::: INFORMATION SHOWN :::

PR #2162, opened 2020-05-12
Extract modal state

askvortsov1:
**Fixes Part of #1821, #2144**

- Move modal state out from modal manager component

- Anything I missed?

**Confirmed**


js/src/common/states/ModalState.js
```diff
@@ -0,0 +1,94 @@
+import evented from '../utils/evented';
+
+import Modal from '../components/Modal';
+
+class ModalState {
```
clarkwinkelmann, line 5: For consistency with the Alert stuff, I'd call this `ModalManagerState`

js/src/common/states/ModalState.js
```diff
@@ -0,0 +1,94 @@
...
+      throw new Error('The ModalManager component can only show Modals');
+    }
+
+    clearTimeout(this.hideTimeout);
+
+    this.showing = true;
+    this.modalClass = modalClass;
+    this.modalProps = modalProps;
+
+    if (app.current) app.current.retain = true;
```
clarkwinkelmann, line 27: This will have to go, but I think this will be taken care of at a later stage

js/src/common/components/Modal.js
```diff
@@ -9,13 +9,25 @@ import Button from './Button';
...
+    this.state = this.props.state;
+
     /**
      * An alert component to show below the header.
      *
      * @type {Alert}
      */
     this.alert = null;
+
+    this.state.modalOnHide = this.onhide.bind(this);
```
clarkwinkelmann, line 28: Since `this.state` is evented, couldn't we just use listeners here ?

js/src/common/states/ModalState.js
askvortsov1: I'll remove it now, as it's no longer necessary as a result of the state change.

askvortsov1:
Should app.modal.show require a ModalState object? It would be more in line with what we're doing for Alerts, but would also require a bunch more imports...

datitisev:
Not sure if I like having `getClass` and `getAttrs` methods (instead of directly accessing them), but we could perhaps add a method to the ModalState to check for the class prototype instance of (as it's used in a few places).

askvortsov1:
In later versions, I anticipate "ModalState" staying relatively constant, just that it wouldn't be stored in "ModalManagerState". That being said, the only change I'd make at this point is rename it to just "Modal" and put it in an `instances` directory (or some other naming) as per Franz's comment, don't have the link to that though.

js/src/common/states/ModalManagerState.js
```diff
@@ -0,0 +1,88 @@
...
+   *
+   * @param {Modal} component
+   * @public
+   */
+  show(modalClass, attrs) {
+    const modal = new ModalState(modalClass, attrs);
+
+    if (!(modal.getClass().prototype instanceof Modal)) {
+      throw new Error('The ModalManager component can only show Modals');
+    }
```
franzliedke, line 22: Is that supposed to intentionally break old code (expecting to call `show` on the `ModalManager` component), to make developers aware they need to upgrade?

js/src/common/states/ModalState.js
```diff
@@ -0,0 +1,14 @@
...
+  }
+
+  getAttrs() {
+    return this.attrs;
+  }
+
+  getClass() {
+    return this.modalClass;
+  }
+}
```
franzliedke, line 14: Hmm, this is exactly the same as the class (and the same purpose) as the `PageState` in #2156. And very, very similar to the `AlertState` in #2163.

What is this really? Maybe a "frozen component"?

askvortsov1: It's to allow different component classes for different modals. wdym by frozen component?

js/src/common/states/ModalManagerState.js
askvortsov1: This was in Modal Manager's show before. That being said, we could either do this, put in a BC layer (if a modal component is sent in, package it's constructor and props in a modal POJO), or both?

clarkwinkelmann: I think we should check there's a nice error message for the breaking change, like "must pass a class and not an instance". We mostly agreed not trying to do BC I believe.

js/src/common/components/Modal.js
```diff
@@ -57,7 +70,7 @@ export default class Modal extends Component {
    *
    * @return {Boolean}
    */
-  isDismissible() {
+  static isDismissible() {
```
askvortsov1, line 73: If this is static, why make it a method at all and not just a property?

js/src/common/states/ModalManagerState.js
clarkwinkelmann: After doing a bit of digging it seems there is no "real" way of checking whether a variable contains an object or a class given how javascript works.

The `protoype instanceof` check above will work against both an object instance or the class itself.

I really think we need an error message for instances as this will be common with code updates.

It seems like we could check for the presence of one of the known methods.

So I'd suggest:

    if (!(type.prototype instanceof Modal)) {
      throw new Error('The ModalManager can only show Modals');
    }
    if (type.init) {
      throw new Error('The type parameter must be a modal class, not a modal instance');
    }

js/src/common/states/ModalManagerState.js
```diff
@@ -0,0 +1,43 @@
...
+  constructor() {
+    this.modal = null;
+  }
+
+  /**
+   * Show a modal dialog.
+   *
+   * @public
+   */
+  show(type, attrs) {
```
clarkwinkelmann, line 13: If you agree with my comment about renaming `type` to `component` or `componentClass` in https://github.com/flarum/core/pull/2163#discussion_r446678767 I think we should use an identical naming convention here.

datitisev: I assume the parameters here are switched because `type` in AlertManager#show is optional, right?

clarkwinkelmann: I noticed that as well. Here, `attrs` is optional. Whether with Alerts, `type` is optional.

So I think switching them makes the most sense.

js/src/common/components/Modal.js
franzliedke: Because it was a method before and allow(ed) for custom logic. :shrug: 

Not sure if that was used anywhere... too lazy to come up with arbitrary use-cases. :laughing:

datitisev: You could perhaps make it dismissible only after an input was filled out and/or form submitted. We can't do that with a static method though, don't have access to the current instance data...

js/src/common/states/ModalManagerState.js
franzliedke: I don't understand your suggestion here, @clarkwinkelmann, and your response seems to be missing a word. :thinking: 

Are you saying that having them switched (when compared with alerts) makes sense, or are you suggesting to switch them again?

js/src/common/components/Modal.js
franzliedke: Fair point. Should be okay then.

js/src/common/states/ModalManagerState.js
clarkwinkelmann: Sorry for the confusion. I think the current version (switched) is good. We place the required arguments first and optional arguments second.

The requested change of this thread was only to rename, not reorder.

:::
::: INFORMATION SHOWN :::

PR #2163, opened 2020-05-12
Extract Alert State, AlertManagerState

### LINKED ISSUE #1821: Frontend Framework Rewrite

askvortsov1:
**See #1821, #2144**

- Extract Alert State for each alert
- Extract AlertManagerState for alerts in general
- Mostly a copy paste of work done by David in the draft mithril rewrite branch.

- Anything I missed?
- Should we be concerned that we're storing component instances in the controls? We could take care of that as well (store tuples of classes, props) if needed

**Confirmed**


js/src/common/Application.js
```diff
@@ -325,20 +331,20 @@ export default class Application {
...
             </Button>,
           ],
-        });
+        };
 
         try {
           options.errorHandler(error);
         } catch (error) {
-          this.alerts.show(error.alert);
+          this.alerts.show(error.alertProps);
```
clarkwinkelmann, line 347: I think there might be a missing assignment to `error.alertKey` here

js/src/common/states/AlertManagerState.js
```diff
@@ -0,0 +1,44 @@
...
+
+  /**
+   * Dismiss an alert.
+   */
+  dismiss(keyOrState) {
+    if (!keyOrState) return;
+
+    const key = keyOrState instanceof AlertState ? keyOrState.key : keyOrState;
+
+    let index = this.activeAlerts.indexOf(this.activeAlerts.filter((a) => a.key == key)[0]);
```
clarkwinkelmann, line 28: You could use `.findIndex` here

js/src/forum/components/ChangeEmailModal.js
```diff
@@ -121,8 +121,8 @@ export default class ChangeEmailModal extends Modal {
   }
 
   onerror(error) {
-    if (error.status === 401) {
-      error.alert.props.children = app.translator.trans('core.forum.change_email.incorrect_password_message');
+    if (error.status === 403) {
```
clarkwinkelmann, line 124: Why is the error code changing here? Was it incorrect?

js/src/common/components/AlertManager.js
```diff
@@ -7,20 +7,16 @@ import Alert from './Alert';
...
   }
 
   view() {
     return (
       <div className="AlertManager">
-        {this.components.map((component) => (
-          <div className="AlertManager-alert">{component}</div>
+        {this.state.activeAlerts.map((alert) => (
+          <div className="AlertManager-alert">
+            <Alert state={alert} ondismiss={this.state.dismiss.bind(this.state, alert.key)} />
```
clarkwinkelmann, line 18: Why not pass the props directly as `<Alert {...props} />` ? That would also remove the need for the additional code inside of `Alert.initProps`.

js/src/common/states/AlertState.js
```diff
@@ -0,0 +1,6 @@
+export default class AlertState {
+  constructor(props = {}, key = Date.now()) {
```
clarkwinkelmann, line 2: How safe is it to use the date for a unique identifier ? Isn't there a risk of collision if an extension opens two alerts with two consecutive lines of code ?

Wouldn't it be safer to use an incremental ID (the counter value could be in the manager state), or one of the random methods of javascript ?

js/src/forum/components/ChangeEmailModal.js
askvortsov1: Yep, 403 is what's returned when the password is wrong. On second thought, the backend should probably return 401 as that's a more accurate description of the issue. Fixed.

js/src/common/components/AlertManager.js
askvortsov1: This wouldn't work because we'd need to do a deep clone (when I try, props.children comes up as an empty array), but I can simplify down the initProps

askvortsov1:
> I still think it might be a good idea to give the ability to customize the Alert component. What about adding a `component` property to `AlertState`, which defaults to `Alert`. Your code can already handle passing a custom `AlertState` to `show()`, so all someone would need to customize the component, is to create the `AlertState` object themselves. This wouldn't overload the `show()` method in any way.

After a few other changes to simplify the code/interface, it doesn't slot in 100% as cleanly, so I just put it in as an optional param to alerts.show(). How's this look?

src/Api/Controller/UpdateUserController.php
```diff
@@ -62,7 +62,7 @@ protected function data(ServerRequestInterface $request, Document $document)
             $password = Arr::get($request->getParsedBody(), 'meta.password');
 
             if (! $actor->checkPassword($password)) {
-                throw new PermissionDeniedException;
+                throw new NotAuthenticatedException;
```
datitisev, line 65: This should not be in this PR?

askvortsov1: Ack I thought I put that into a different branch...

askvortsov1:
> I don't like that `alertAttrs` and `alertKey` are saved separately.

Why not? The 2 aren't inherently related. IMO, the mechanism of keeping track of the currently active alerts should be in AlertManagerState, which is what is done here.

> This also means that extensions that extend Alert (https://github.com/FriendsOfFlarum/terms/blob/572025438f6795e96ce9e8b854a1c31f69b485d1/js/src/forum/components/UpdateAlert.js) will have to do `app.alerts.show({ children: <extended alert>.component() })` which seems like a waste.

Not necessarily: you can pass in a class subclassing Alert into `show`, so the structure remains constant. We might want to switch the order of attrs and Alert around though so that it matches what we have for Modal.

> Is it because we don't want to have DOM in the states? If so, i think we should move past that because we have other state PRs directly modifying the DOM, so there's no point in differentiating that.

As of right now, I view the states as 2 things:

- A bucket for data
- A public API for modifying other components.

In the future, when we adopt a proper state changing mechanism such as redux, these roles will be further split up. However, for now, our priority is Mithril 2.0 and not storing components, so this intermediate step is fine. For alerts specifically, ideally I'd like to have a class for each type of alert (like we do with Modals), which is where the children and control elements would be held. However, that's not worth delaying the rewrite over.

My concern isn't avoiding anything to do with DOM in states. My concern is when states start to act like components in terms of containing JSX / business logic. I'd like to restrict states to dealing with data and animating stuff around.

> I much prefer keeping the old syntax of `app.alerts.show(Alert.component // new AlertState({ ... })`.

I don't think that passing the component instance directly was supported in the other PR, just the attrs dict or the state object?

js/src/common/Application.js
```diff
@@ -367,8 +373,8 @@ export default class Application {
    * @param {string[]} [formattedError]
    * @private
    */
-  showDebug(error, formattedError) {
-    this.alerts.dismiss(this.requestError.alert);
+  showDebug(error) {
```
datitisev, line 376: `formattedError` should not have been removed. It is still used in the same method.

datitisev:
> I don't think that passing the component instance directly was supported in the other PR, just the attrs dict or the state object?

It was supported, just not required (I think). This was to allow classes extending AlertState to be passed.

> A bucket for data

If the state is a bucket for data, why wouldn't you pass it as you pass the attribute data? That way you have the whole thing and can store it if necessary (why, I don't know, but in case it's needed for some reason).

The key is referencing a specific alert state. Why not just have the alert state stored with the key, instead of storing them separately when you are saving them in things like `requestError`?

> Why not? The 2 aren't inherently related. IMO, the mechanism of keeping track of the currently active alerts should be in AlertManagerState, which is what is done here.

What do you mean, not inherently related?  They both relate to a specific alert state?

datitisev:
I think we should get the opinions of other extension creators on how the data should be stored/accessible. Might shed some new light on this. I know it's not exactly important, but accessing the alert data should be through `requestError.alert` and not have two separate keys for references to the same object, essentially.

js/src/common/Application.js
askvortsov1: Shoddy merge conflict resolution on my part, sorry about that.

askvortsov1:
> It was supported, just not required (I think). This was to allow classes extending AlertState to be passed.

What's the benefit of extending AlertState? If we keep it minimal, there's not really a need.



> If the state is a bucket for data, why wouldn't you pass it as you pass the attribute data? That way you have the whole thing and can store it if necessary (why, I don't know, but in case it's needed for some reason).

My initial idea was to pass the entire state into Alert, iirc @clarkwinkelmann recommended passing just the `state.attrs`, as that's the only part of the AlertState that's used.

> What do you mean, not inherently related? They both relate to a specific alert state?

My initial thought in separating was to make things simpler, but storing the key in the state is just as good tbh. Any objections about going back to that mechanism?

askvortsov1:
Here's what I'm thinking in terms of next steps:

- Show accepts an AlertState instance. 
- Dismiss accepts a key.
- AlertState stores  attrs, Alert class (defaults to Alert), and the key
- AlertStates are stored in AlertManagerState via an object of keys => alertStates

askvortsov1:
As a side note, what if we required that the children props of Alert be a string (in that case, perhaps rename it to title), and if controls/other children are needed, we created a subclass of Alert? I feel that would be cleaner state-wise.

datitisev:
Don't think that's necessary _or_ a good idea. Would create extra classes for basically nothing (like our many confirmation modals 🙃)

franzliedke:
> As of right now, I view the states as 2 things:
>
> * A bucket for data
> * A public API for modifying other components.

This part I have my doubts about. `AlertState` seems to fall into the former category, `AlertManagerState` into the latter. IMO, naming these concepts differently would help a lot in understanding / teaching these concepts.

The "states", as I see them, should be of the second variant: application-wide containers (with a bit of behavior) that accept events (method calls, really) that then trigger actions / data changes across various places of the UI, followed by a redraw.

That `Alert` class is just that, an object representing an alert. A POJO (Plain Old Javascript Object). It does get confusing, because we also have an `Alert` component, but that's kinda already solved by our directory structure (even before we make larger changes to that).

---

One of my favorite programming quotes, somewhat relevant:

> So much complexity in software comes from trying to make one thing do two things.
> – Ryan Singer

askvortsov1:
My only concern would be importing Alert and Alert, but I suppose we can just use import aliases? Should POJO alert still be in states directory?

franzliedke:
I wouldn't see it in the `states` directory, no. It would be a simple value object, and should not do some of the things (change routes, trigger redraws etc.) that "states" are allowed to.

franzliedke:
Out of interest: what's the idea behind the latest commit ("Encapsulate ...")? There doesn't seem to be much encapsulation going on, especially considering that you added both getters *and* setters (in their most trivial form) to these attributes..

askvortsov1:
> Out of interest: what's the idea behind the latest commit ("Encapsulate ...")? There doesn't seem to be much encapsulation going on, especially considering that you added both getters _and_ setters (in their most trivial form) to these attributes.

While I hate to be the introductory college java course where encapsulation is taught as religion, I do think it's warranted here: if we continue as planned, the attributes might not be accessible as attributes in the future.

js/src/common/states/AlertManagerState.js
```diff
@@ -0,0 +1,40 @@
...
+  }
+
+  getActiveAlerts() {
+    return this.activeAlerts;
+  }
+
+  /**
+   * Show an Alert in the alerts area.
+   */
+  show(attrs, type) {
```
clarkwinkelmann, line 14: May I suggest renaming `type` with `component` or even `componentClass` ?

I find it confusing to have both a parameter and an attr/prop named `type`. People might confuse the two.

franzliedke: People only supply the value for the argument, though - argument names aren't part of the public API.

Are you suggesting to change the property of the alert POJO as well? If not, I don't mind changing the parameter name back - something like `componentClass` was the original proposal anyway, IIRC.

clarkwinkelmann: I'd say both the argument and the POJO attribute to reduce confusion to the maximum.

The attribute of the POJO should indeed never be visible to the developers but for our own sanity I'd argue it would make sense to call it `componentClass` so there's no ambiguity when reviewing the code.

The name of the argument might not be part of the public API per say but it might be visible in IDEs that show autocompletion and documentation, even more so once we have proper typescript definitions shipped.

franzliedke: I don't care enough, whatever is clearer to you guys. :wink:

:::

§ **DIRECTIONS**: Reproduce each line from the records that contains the word "latest".

§ **SOLUTION TO THE PROBLEM**:
Out of interest: what's the idea behind the latest commit ("Encapsulate ...")? There doesn't seem to be much encapsulation going on, especially considering that you added both getters *and* setters (in their most trivial form) to these attributes..
> Out of interest: what's the idea behind the latest commit ("Encapsulate ...")? There doesn't seem to be much encapsulation going on, especially considering that you added both getters _and_ setters (in their most trivial form) to these attributes.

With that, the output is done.